> Task to carry out
Line tally for "import": state how many lines of the entries include it, with no other text.

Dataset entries
________________

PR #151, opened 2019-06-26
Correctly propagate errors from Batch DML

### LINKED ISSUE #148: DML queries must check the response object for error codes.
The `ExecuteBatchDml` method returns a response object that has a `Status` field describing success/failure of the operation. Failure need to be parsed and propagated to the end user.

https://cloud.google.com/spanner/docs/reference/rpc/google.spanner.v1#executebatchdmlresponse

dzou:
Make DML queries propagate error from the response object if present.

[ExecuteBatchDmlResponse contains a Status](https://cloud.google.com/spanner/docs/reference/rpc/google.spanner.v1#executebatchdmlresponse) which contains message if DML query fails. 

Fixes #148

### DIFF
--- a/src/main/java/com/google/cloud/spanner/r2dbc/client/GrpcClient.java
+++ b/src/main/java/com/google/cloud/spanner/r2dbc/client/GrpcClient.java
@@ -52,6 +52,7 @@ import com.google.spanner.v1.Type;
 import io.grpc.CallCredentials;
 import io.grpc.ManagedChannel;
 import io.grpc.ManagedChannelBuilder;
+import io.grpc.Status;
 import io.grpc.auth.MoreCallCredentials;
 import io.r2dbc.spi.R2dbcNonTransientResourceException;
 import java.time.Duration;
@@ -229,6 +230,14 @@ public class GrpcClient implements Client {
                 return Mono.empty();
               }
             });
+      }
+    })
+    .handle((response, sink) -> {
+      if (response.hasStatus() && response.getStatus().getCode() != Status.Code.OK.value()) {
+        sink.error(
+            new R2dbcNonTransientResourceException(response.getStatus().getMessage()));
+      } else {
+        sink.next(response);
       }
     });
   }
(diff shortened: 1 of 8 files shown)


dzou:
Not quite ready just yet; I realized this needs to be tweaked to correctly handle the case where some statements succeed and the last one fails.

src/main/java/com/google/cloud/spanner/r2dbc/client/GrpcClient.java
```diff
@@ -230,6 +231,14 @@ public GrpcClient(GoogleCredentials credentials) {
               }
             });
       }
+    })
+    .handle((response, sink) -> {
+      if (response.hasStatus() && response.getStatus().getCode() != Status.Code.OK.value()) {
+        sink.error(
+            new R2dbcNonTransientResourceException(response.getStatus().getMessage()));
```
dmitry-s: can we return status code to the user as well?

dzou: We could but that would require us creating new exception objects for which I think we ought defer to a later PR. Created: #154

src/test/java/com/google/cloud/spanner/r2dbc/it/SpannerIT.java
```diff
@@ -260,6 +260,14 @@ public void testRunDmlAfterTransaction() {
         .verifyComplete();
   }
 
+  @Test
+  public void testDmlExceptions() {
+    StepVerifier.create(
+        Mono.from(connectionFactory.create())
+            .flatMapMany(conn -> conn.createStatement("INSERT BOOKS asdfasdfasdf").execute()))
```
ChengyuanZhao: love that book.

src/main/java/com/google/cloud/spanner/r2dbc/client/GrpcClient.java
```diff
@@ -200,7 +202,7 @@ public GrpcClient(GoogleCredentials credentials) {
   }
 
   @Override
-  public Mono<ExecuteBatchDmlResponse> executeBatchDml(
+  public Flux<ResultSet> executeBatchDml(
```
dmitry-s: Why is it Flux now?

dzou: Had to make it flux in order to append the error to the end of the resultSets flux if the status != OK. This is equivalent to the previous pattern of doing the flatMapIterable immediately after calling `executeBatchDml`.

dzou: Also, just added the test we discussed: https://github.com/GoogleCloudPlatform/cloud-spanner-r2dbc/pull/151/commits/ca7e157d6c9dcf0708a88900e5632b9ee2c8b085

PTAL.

________________

> Result of this exercise
8